A quantitative variable for which difference, but not ratios are meaningful is said to have the interval level of measurement. Equivalently, a variable at this level has a relative, rather than absolute, zero value. Typical examples are temperature (in Fahrenheit or Celsius) or time (clock or calendar).
Finally, a quantitative variable for which ratios are meaningful is said to have the ratio level of measurement. A variable at this level has an absolute zero value. The count and weight variables in the M&M data set, and the length and width variables in Fisher's iris data are examples.
In the basic statistical model, subsamples corresponding to some of the variables can be constructed by filtering with respect to other variables. This is particularly common when the filtering variables are qualitative. Consider the cicada data for example. We might be interested in the quantitative variables body weight, body length, wing width, and wing length by species, that is, separately for species 0, 1, and 2. Or, we might be interested in these quantitative variables by gender, that is separately for males and females.
Study Michelson's experiment to measure the velocity of light.
Study Cavendish's experiment to measure the density of the earth.
Study Short's experiment to measure the parallax of the sun.
In the M&M data, classify each variable in terms of type and level of measurement.
Each color count variable: discrete, ratio; Net weight: continuous, ratio
In the Cicada data, classify each variable in terms of type and level of measurement.

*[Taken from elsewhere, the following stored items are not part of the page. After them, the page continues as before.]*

PR #916, opened 2026-04-22
feat: include VS Code-side logs in support bundle

### LINKED ISSUE #889: Include VS Code-side logs in support bundle
Follow-up to [AIGOV-193](https://linear.app/codercom/issue/AIGOV-193/proactive-slowness-detection-diagnostic-prompts-and-speedtest).

The current "Create Support Bundle" command shells out to `coder support bundle`, which only collects server-side diagnostics. It would be useful to also include VS Code-side logs so support has the full picture.

## Logs to include

When the user is connected to the workspace:

* **Remote SSH extension logs** - path discovered by `SshProcessMonitor` (only available while connected)
* **SSH proxy logs** - tracked via `proxyLogDir` in `PathResolver`
* **Coder extension output channel logs** - the extension's own log output

When not connected, the bundle contains only the CLI-collected data (current behavior). The VS Code logs are appended as a best-effort addition.

These would go under a `vscode-logs/` folder inside the existing zip.

## Scrubbing

The extension already redacts sensitive headers (`Coder-Session-Token`, `Proxy-Authorization`) in `formatters.ts` before writing to the output channel, so the logs should be safe to include.

The Coder CLI's own docs note that support bundles may still contain info deemed sensitive by your organization. The same caveat applies here.

## Approach options

**A) Only include SSH proxy logs.** These are generated by the Coder CLI proxy itself, lowest risk. Simple to implement since `proxyLogDir` is already tracked.

**B) Include all three log sources.** More useful for support but requires accessing the Remote SSH log path (only available while connected) and the extension's log file on disk.

**C) Skip for now.** Defer until there's a clear need from support cases.

## Files to change

* `src/commands.ts` - post-process the zip after CLI produces it
* `package.json` - add zip manipulation dependency if needed

Part of [AIGOV-193](https://linear.app/codercom/issue/AIGOV-193/proactive-slowness-detection-diagnostic-prompts-and-speedtest).

EhabY:
After the CLI generates the support bundle zip, this appends logs from three VS Code-side sources under a `vscode-logs/` directory:

- **Remote SSH extension log** — single file from `SshProcessMonitor.getLogFilePath()`
- **SSH proxy logs** — all files from `PathResolver.getProxyLogPath()`, filtered to the last 3 days by mtime
- **Extension output channel logs** — all files from `PathResolver.getCodeLogDir()`, filtered to the last 3 days by mtime

Each source is collected independently. If a source is unavailable or a file cannot be read, it is warned and skipped. If the zip read/merge/write fails, the original bundle is left untouched and any partial sibling is cleaned up. If the atomic rename step fails, the merged zip is left alongside the original as `<name>-vscode.zip` and that path is surfaced in a warning log so the user can still find their bundle.

Uses [fflate](https://github.com/101arrowz/fflate) (zero dependencies, 8kB minified, tree-shakeable) via its async `zip` / `unzip` callbacks wrapped with `node:util.promisify`. Memory is bounded by on-disk rotation: VS Code rotates extension logs per session, and `SshProcessMonitor` caps proxy logs at 20 files / 7 days, so the in-memory peak stays small.

<details>
<summary>Files changed</summary>

| File | Change |
|------|--------|
| `package.json` / `pnpm-lock.yaml` | Add `fflate` dependency |
| `src/core/supportBundleLogs.ts` | Log collection and zip append logic |
| `src/commands.ts` | Call `appendVsCodeLogs` after CLI produces the bundle |
| `test/unit/core/supportBundleLogs.test.ts` | 7 tests covering merge, empty sources, age filtering, unreadable files, rename failure, and corrupt zip |

</details>

Closes #889

### DIFF
--- a/src/commands.ts
+++ b/src/commands.ts
@@ -20,6 +20,7 @@ import { type ServiceContainer } from "./core/container";
 import { type MementoManager } from "./core/mementoManager";
 import { type PathResolver } from "./core/pathResolver";
 import { type SecretsManager } from "./core/secretsManager";
+import { appendVsCodeLogs } from "./core/supportBundleLogs";
 import { type DeploymentManager } from "./deployment/deploymentManager";
 import { CertificateError } from "./error/certificateError";
 import { toError } from "./error/errorUtils";
@@ -256,6 +257,18 @@ export class Commands {
 
 				progress.report({ message: "Collecting diagnostics..." });
 				await cliExec.supportBundle(env, workspaceId, outputUri.fsPath, signal);
+
+				progress.report({ message: "Adding VS Code logs..." });
+				await appendVsCodeLogs(
+					outputUri.fsPath,
+					{
+						remoteSshLogPath: this.workspaceLogPath,
+						proxyLogDir: this.pathResolver.getProxyLogPath(),
+						extensionLogDir: this.pathResolver.getCodeLogDir(),
+					},
+					this.logger,
+				);
+
 				return outputUri;
 			},
 			{
--- a/src/core/supportBundleLogs.ts
+++ b/src/core/supportBundleLogs.ts
@@ -12,35 +12,17 @@ export interface LogSources {
 	extensionLogDir?: string;
 }
 
-// Matches proxy log filenames: coder-ssh-YYYYMMDD-HHMMSS-<nonce>.log
-const PROXY_LOG_DATE_RE =
-	/^coder-ssh-(\d{4})(\d{2})(\d{2})-(\d{2})(\d{2})(\d{2})-/;
 const PROXY_LOG_MAX_AGE_MS = 3 * 24 * 60 * 60 * 1000;
-
-function isProxyLogRecent(filename: string, now: Date): boolean {
-	const match = PROXY_LOG_DATE_RE.exec(filename);
-	if (!match) {
-		return true;
-	}
-	const fileDate = new Date(
-		Number(match[1]),
-		Number(match[2]) - 1,
-		Number(match[3]),
-		Number(match[4]),
-		Number(match[5]),
-		Number(match[6]),
-	);
-	return now.getTime() - fileDate.getTime() <= PROXY_LOG_MAX_AGE_MS;
-}
 
 /** Collect regular files from a directory into zip-ready entries. */
 async function collectDirFiles(
 	dirPath: string,
 	zipPrefix: string,
 	logger: Logger,
-	filter?: (filename: string) => boolean,
+	maxAgeMs?: number,
 ): Promise<Record<string, Uint8Array>> {
 	const files: Record<string, Uint8Array> = {};
+	const now = Date.now();
 
 	let entries: string[];
 	try {
@@ -53,13 +35,13 @@ async function collectDirFiles(
 	}
 
 	for (const entry of entries) {
-		if (filter && !filter(entry)) {
-			continue;
-		}
 		const filePath = path.join(dirPath, entry);
 		try {
 			const stat = await fs.stat(filePath);
 			if (!stat.isFile()) {
+				continue;
+			}
+			if (maxAgeMs !== undefined && now - stat.mtimeMs > maxAgeMs) {
 				continue;
 			}
 			const content = await fs.readFile(filePath);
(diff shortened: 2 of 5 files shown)


src/commands.ts
```diff
@@ -256,6 +257,18 @@ export class Commands {
 
 				progress.report({ message: "Collecting diagnostics..." });
 				await cliExec.supportBundle(env, workspaceId, outputUri.fsPath, signal);
+
+				progress.report({ message: "Adding VS Code logs..." });
+				await appendVsCodeLogs(
```
mtojek, line 262: `appendVsCodeLogs` is best-effort internally (catches errors and returns), but there's no try/catch here. If something unexpected throws (out of memory), it'll propagate up and the user loses the entire bundle, even though the original zip already exists on disk

EDIT:

or make sure `appendVsCodeLogs` truly catches everything

src/core/supportBundleLogs.ts
```diff
@@ -0,0 +1,149 @@
...
+import { type Logger } from "../logging/logger";
+import { renameWithRetry } from "../util";
+
+export interface LogSources {
+	remoteSshLogPath?: string;
+	proxyLogDir?: string;
+	extensionLogDir?: string;
+}
+
+const LOG_MAX_AGE_MS = 3 * 24 * 60 * 60 * 1000;
```
mtojek, line 17: The PR description says `SshProcessMonitor` keeps logs up to 7 days / 20 files. Why is the cutoff 3 days instead of 7? If this is intentional, a comment explaining the choice would help. If it's meant to match rotation, it should be 7 days.

src/core/supportBundleLogs.ts
```diff
@@ -0,0 +1,149 @@
...
+ */
+async function collectLogFiles(
+	sources: LogSources,
+	logger: Logger,
+): Promise<Map<string, Uint8Array>> {
+	const files = new Map<string, Uint8Array>();
+
+	if (sources.remoteSshLogPath) {
+		try {
+			files.set(
```
mtojek, line 68: is it intentional to skip `collectDirFiles` & `LOG_MAX_AGE_MS` here?

test/unit/core/supportBundleLogs.test.ts
```diff
@@ -0,0 +1,215 @@
...
+		expect(entries["vscode-logs/proxy/coder-ssh-recent.log"]).toBe("proxy");
+	});
+
+	it("does not touch the zip when no logs are found", async () => {
+		const zipPath = await makeBundle();
+		const before = await fs.stat(zipPath);
+
+		await appendVsCodeLogs(zipPath, {}, logger);
+
+		expect((await fs.stat(zipPath)).mtimeMs).toBe(before.mtimeMs);
```
mtojek: hm... you didn't want to rely on `Buffer.compare(before, after)`?

mtojek (commented):
Is it worth adding another zip test with 50+ files?

src/core/supportBundleLogs.ts
EhabY: I'll add a comment, but the idea is that 7 days is a big amount of logs, 3 days seems more than enough to gain context (especially since the rest of the bundle is has a much lower window)

src/core/supportBundleLogs.ts
EhabY: Yes because this is only set for an active session, so we don't care about the mtime

test/unit/core/supportBundleLogs.test.ts
EhabY: This is to ensure that the file was touched, regardless of the content. I could check both I suppose

src/core/supportBundleLogs.ts
mtojek: gotcha 👍

test/unit/core/supportBundleLogs.test.ts
mtojek: I know there are some controversies around mtime, hence raised the suggestion: [link](https://apenwarr.ca/log/20181113)

src/commands.ts
EhabY: Done

test/unit/core/supportBundleLogs.test.ts
EhabY: Ah, this is in the tests and purely on files so should be good. I've added checks for both tho!

mtojek (approved):
Ship it!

Body weight, wing length, wing width, body length: continuous, ratio. Gender, type: discrete, nominal
In Fisher's iris data, classify each variable in terms of type and level of measurement.

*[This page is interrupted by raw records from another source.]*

PR #917, opened 2026-04-23
feat: enhance parseRemoteAuthority to handle domains containing "--"

ntoofu:
### Problem

As explained in [CONTRIBUTING.md](https://github.com/coder/vscode-coder/blob/98048f2ba65bed9762b00b47d989e1daf91d37f6/CONTRIBUTING.md), 

> The host name takes the format coder-vscode.<domain>--<username>--<workspace>.

The parser splits on "--" to extract each component, but domain labels may contain "--".
In practice, IDNA/Punycode-encoded domain labels use `xn--` as the ACE prefix.
So the naive split("--") misparses hostnames with such labels, and causes errors like the following image.

Screenshot 2026-04-23 02-50-34
                                                                   
For example, a Coder deployment `coder.xn--eckwd4c7cu47r2wf.jp` would produce an SSH host of `coder-vscode.coder.xn--eckwd4c7cu47r2wf.jp--yourname--your-workspace`.
When split on "--", this yields `["coder-vscode.coder.xn", "eckwd4c7cu47r2wf.jp", "yourname", "your-workspace"]` but the parser expects the first element to be the full hostname, so vscode-coder would try to open a workspace `yourname` whose owner is `eckwd4c7cu47r2wf.jp` and fails.

### Solution

Added a reassembly step after the initial split("--").
The algorithm scans from the front of the split result:

- The first segment is always a part of a hostname.
- If the second segment contains a dot, that must be a fragmented part of a hostname. So merge those two segments back with "--". 
- Because more than one domain labels may contain "--", repeat this merging process until a dot does not appear in the second segment. 

This works because [Coder usernames never contain dots](https://github.com/coder/coder/blob/075face3cbf95e99f77c7081b49c28a436009ad6/codersdk/name.go#L14),
so any dot-bearing segment after the split must be a hostname fragment.

Note: a TLD containing "--" would not be handled correctly because such hostname would fragment into segments the last of which does not contain dot, but no such TLD exists today.

### DIFF
--- a/src/util.ts
+++ b/src/util.ts
@@ -61,14 +61,30 @@ export function parseRemoteAuthority(authority: string): AuthorityParts | null {
 	// coder-vscode(--|.)<username>--<workspace>(--|.)<agent?>
 	// The agent can be omitted; the user will be prompted for it instead.
 	// Anything else is unrelated to Coder and can be ignored.
-	const parts = authorityParts[1].split("--");
+	const rawParts = authorityParts[1].split("--");
 	if (
-		parts.length <= 1 ||
-		(parts[0] !== AuthorityPrefix &&
-			!parts[0].startsWith(`${AuthorityPrefix}.`))
+		rawParts.length <= 1 ||
+		(rawParts[0] !== AuthorityPrefix &&
+			!rawParts[0].startsWith(`${AuthorityPrefix}.`))
 	) {
 		return null;
 	}
+
+	// DNS labels may legally contain "--" (Punycode labels like "xn--{encoded}"
+	// are a common example), which breaks a naive split.  Coder usernames and
+	// workspace names follow a slug pattern that never contains dots, so a
+	// dot-bearing segment after splitting on "--" must be a hostname fragment
+	// rather than a username.  We reassemble from the front: while the next
+	// segment contains a dot, merge it back into the accumulated prefix.
+	let reassemblingParts = rawParts;
+	while (reassemblingParts.length >= 2) {
+		if (reassemblingParts[1].includes(".")) {
+			reassemblingParts = [reassemblingParts.slice(0, 2).join("--"), ...reassemblingParts.slice(2)];
+		} else {
+			break;
+		}
+	}
+	const parts = reassemblingParts;
 
 	// It has the proper prefix, so this is probably a Coder host name.
 	// Validate the SSH host name.  Including the prefix, we expect at least
--- a/test/unit/util.test.ts
+++ b/test/unit/util.test.ts
@@ -91,6 +91,17 @@ describe("parseRemoteAuthority", () => {
 			username: "foo",
 			workspace: "bar",
 		});
+		expect(
+			parseRemoteAuthority(
+				"vscode://ssh-remote+coder-vscode.dev.coder.xn--eckwd4c7cu47r2wf.jp--foo--bar",
+			),
+		).toStrictEqual({
+			agent: "",
+			sshHost: "coder-vscode.dev.coder.xn--eckwd4c7cu47r2wf.jp--foo--bar",
+			safeHostname: "dev.coder.xn--eckwd4c7cu47r2wf.jp",
+			username: "foo",
+			workspace: "bar",
+		});
 	});
 });
 


EhabY:
Nice fix for the punycode case. Before this lands, one realistic case still misparses, and a slightly simpler shape closes it.

### Where can `--` appear in a hostname?

Only two places:

1. As a schema separator (`coder-vscode.<host>--<owner>--<workspace>--<agent>`).
2. Inside a punycode label (`xn--<encoded>`) somewhere in the domain.

Coder's `UsernameValidRegex` forbids `--` in usernames, workspaces, and agents, and `xn--` is the only IDN ACE prefix IANA has allocated. That's the whole space.

### Apex punycode still misparses

A deployment served at the apex of an internationalized domain (e.g. `https://xn--p1ai/`) produces `coder-vscode.xn--p1ai--owner--ws`. Splitting gives `["coder-vscode.xn", "p1ai", "owner", "ws"]`; `parts[1]` is `p1ai` with no dot, so the merge loop exits immediately and `p1ai` becomes the username. Rare but real.

### Simpler parser

Scan forward, growing the prefix one segment at a time, and accept the first boundary where the prefix is valid and the remaining tail is a valid `<owner>--<workspace>[--<agent>]` or `<owner>--<workspace>[.<agent>]`. A valid prefix is `coder-vscode` or `coder-vscode.<...>` and does not end in `.xn` (which is the only way `--` can legally appear inside a domain, so ending in `.xn` means we cut a punycode label).

```ts
const SLUG = /^[a-zA-Z0-9]+(?:-[a-zA-Z0-9]+)*$/;

function isValidPrefix(prefix: string): boolean {
  if (prefix === AuthorityPrefix) return true;
  return (
    prefix.startsWith(`${AuthorityPrefix}.`) && !prefix.endsWith(".xn")
  );
}

  const sshHost = authority.split("+")[1] ?? "";
  if (
    sshHost !== AuthorityPrefix &&
    !sshHost.startsWith(`${AuthorityPrefix}--`) &&
    !sshHost.startsWith(`${AuthorityPrefix}.`)
  ) {
    return null;
  }

  const parts = sshHost.split("--");

  for (let i = 1; i <= parts.length - 2; i++) {
    const prefix = parts.slice(0, i).join("--");
    if (!isValidPrefix(prefix)) continue;
    const tail = parts.slice(i);

    // 4-part: <prefix>--<owner>--<workspace>--<agent>
    if (tail.length === 3 && tail.every((p) => SLUG.test(p))) {
      return build(sshHost, prefix, tail[0], tail[1], tail[2]);
    }

    // 3-part: <prefix>--<owner>--<workspace>[.<agent>]
    if (tail.length === 2 && SLUG.test(tail[0])) {
      const [workspace, agent = ""] = tail[1].split(/\.(.+)/);
      if (SLUG.test(workspace) && (agent === "" || SLUG.test(agent))) {
        return build(sshHost, prefix, tail[0], workspace, agent);
      }
    }
  }

  throw new Error("Invalid Coder SSH authority");
}
```

### Every existing case parses identically

| Input | Result |
|---|---|
| `coder-vscode--foo--bar` | 3-part, prefix `coder-vscode` |
| `coder-vscode--foo--bar--baz` | 4-part, agent `baz` |
| `coder-vscode.dev.coder.com--foo--bar` | 3-part |
| `coder-vscode.dev.coder.com--foo--bar--baz` | 4-part wins (prefix valid, no `.xn`) |
| `coder-vscode.dev.coder.com--foo--bar.baz` | 3-part with dot-agent |
| `coder-vscode.coder.xn--eckwd4c7cu47r2wf.jp--foo--bar` (this PR's case) | i=1 prefix invalid (ends `.xn`); i=2 accepts |
| `coder-vscode.xn--p1ai--owner--ws` (apex punycode, currently broken) | i=1 prefix invalid (ends `.xn`); i=2 accepts |
| `coder-vscode.xn--abc.xn--def.com--owner--ws` (multiple punycode labels) | i=1 and i=2 invalid; i=3 accepts |

### False negatives

The only input this can reject incorrectly is a deployment whose domain ends in a label literally named `xn` (e.g. `something.xn`). IANA reserves the `xn--` space, `url.domainToASCII` does not produce bare `xn` followed by separator content, and no real TLD or registrable label of `xn` alone exists. So the failure mode is a label that essentially cannot legally be reached.

### Side benefit

The slug regex also rejects empty names and names ending in `-` that the current parser passes through, so input validation tightens up at the same time.

Happy to push this as a follow-up commit on this branch.

ntoofu:
@EhabY 

Thanks for the detailed analysis and the proposed fix! I agree on your proposal.

I wasn't aware that Punycode could also appear in TLDs (e.g. `.xn--p1ai`). You're absolutely right that the apex-punycode case misparses with my implementation. Sorry for missing that.                                                

There are many edge cases. The RFC5891 explicitly restricts only positions 3-4 being `--` for non-ACE labels, which means `--` in other positions within a label is technically valid. So a label like `foo--bar` can legally exist outside of Punycode. Moreover, single label may contain multiple `--` (e.g. `foo--bar--baz`). 

I don't think there's a general parsing strategy that handles all possible uses of `--` in DNS labels. So limiting the fix to Punycode labels which covers the most realistic cases seems like the right scope.

Please go ahead and push if you're still willing to!

EhabY:
Closing this in favor of https://github.com/coder/vscode-coder/pull/930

Petal width, petal length, sepal width, sepal length: continuous, ratio. Type: discrete, nominal
Study the Challenger experiment to explore the relationship between temperature and O-ring erosion.

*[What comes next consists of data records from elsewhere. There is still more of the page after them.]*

Issue #548, opened 2025-07-08
Support multiple windows to the same workspace


matifali:
Hey Team!

VS Code plugin - bug / feature req

Replication Steps:
• VS Code window open connected to workspace X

In the Vietnam draft data, classify each variable in terms of type and level of measurement.
Birth month: discrete, interval; Birth day: discrete, interval
In the two SAT data sets, classify each variable in terms of type and level of measurement.
SAT math and verbal scores: probably continuous, ratio; State: discrete, nominal; Year: discrete, interval
Study the Literary Digest experiment to to predict the outcome of the 1936 presidential election.
Study the 1948 polls to predict the outcome of the presidential election between Truman and Dewey. Are these designed experiments or an observational studies?
Designed experiments, but poorly designed
Study Pearson's experiment to explore the relationship between heights of fathers and heights of sons.
Study the Polio field trials.
Identify the parameters in each of the following:
Note the parameters for each of the following families of special distributions:
During World War II, the Allies recorded the serial numbers of captured German tanks. Classify the underlying serial number variable by type and level of measurement.
discrete, ordinal.
For a discussion of how the serial numbers were used to estimate the total number of tanks, see the section on Order Statistics in Chapter 11 on finite sampling models.